╔══
PR #17634, opened 2023-06-27
Streamline x86 SSE workaround

fp64:
Seems clearer than using #ifdef's at each site. Also rationale is clearly spelled out, one 'Go to definition' away from any instance.


hrydgard (approved):
I think this looks alright, at least. Don't have any better ideas.

What do you think @unknownbrackets ?

unknownbrackets (approved):

Issue #17631, opened 2023-06-27
RetroAchievements: Remaining features to implement


hrydgard:
The main work was done in #17589 . Here's a checklist for additional and future development.

- [x] Leaderboards UI: #17629 
  - [x] Show avatars in leaderboard
- [x] Switch to the new rc_client_t API layer once it's merged: https://github.com/RetroAchievements/rcheevos/pull/242
  - [x] Get the basics working
  - [x] Finish up the integration
  - [x] Challenge/hardcore mode (savestates and cheats disabled)
  - [x] Wait for the merge
  - [ ] ~~Always disable cheats when achievements are enabled?~~
- [x] Move settings to the front tab
- [x] Allow alternate speeds above 1.0x (slowdown is not permitted in challenge mode)
response_body" - see https://github.com/RetroAchievements/rcheevos/wiki/rc_client-integration#server-errors )
- [x] Refactor so we can play sounds on top of gameplay #17703 
  - [ ] Copy custom sound effects into the memstick dir
- [x] Sound effect for unlocks and leaderboards submits #17705 
- [x] Correctly call do_frame even during fast-forward #17710
- [x] Cache icon images properly (#17709 )
- [x] CSO file support (#17699)
- [x] Make it work even when launched from a frontend (#17708 )
- [x] HTTPS support, so we can use the standard RA URLs
- [ ] Correctly handle HTTP timeout ("When a request times out, the server callback should be called with a NULL
- [x] More UI tweaks
  - [x] Customizable sound effects #17725 
  - [x] Filtering or collapsible sections in achievement viewer #17728
  - [x] Improved text formatting in achievement list
  - [x] In leaderboards, show just the range you are in by default. Allow choosing to view top entries. #17828
  - [x] Allow configuring in which corner for notifications to show
- [ ] Disable more things in challenge mode
  - [ ] Interactive debugger
  - [ ] Remote debugger
- [x] "RAIntegration", for easier development of achievements on Windows?
  - [ ] Use the [RAInterface](https://github.com/RetroAchievements/RAInterface) library for loading the DLL
  - [x] Alternatively wait for rcheevos to integrate RAIntegration, this is planned
  - [x] Debug setting to allow saving, but not loading, state in challenge mode (only meaningful after RAIntegration is added): #18425
  - [ ] Allow changing mode (softcore etc) in-game

Additional feature requests:

[...]

PR #17638, opened 2023-06-27
Remove the RAIntegration stuff for now (wasn't actually enabled)

hrydgard:
This is just the unused, untested achievement editor integration code that came along with the ride when I adapted RetroAchievement code from DuckStation.

Removing this code will make the conversion to rc_client_t easier. Might eventually add this capability back properly in one way or another.

Part of #17631


ScottFromDerby:
This is still pretty exciting stuff though! Can't wait to see more :)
╚══
> _WHAT NEEDS TO BE DONE_: Output the lines above between the one holding "- [ ] Copy custom" and the one holding "- [x] Improved", inclusive, with nothing before or after them.

> _REPLY_:
  - [ ] Copy custom sound effects into the memstick dir
- [x] Sound effect for unlocks and leaderboards submits #17705 
- [x] Correctly call do_frame even during fast-forward #17710
- [x] Cache icon images properly (#17709 )
- [x] CSO file support (#17699)
- [x] Make it work even when launched from a frontend (#17708 )
- [x] HTTPS support, so we can use the standard RA URLs
- [ ] Correctly handle HTTP timeout ("When a request times out, the server callback should be called with a NULL
- [x] More UI tweaks
  - [x] Customizable sound effects #17725 
  - [x] Filtering or collapsible sections in achievement viewer #17728
  - [x] Improved text formatting in achievement list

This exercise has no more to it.